(Creed)

Turn: Luke 19

Grace Diaper When Grace was in her crib and without us noticing she takes off her shorts and diaper and then puts them back on but put them back on wrong. So her diaper is inside out and her shorts are backwards.

Week 2 of a series we’re calling ‘A Gentle Answer’

Something that I love about the concept of gentleness in the world that we’re living in is that no one wants to hear that right now.

No one wants to hear ‘The way of Jesus is the way of gentleness’. What people want right now is just more ways to shoot down the enemy.

But to say ‘Play nice, and who knows you might even have something to learn from ‘those people’, no one wants to hear that right now.

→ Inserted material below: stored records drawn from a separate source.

PR #1650, opened 2016-07-06
Fix ensure plugins dir exists (close #1649)

### LINKED ISSUE #1649: Scope fails to launch on latest Docker for Mac (beta18)
```
> bash ./scope launch
68d432bf5c07d17e7b42204c85bddc1a9d0ac30869324329645d094357019d0d
docker: Error response from daemon: Mounts denied: 
The path /var/run/scope/plugins
is not shared from OS X and does not belong to the system.
You can configure shared paths from Docker -> Preferences...
..
```

errordeveloper:


scope
```diff
@@ -181,6 +187,7 @@ EOF
         if ! check_docker_for_mac || check_probe_only ; then
             check_not_running $SCOPE_CONTAINER_NAME $SCOPE_IMAGE_NAME
             docker rm -f $SCOPE_CONTAINER_NAME >/dev/null 2>&1 || true
+            create_plugins_dir
```
errordeveloper: It's a good idea to do this anyway, not just for Docker for Mac, as Docker has deprecated the behaviour where it creates new directory if path didn't exist.

errordeveloper:
I think it'd great to make a patch release. @lukemarsden and I would like to publish a guide using socks shop and Scope on Docker for Mac.

tomwilkie:
Why is this needed for a patch release? Is it fixing some important
blocking issue?

tomwilkie:
Oh I see #1649. Sorry.

scope
2opremio: When did this change?

2opremio:
> I think it'd great to make a patch release. @lukemarsden and I would like to publish a guide using socks shop and Scope on Docker for Mac.

I think we are pretty close to finish the 0.17 milestone

scope
errordeveloper: Couldn't find an issue yesterday, but found this just now https://github.com/docker/docker/commit/249f45bcfe1adf4b3550306951f2768b17802217. Also, we are already handing this in Weave Net (https://github.com/weaveworks/weave/issues/1653).

errordeveloper: However, it turns out that this had been _undepricated_ more recently (https://github.com/docker/docker/issues/21652#issuecomment-203654182). I think we should still keep it here anyway, at least for consistency with the Docker for Mac code path.

2opremio:
@errordeveloper I would only explicitly create the directory in the Docker4Mac case and add a comment about why (e.g. incompatible with standard docker in which the directory is created if it doesn't exist)

errordeveloper:
> I would only explicitly create the directory in the Docker4Mac case

Perhaps, now that we learned about the behaviour being undepricated...

> incompatible with standard docker in which the directory is created if it doesn't exist

That's actually not the case, if you take a look at #1649, the reason is a bit different.

2opremio:
> That's actually not the case, if you take a look at #1649, the reason is a bit different.

Sure, I was just providing a possible comment. My point was explaining the cause and only applying the fix for Docker4mac.

errordeveloper:
@2opremio I've addressed your concerns and rebased.

2opremio:
Thanks @errordeveloper ! 

LGTM

PR #2930, opened 2017-11-10
Remove optional dependencies

jpellizzari:
Optional dependencies were incorrectly declared, causing warnings when using Scope as a component.

`optionalDependencies` are not actually optional for the user. They are optional in the sense that if they fail to install or are not found, they can be skipped.

https://docs.npmjs.com/files/package.json#optionaldependencies


jpellizzari:
Service-ui was complaining that things listed in the `optionalDependencies` had unmet peer deps. This will remove them from the service-ui package, since it won't install devDeps.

Talk Radio – “Punch Face” As many of you know, I’m not on social media and I don’t ever check the news. That’s just what I felt was best for me over the last couple years. But some trusted friends have challenged me on that over the last month or so, so I’m figuring it out. But just to be hilarious, this past week I turned on AM talk radio. – And some of you are think “YEAH BABY!!!” And some of you are horrified. That’s not my point.

But I turned it on, I didn’t have any stations programmed so I was just roaming through the frequencies. I listened to the catholic station for awhile, which was an interesting learning experience. But I eventually landed on this guys talk show who was clearly a NM local because he was talking about our governors recent decision to close the restraints back down (inside dining). And he was clearly upset by it. He called her a dictator and ‘Lib-tard’ and a bunch of other things I probably shouldn’t say. Well, one caller called in and talked about a petition that was going around to try and help the restaurants and the host of the show said “Wow, a petition, that’s really gonna make a difference.” And then he said (and I’m not making this up), “I’ve got a better idea, why don’t we march up to the governors office and punch that dictator right in the face!”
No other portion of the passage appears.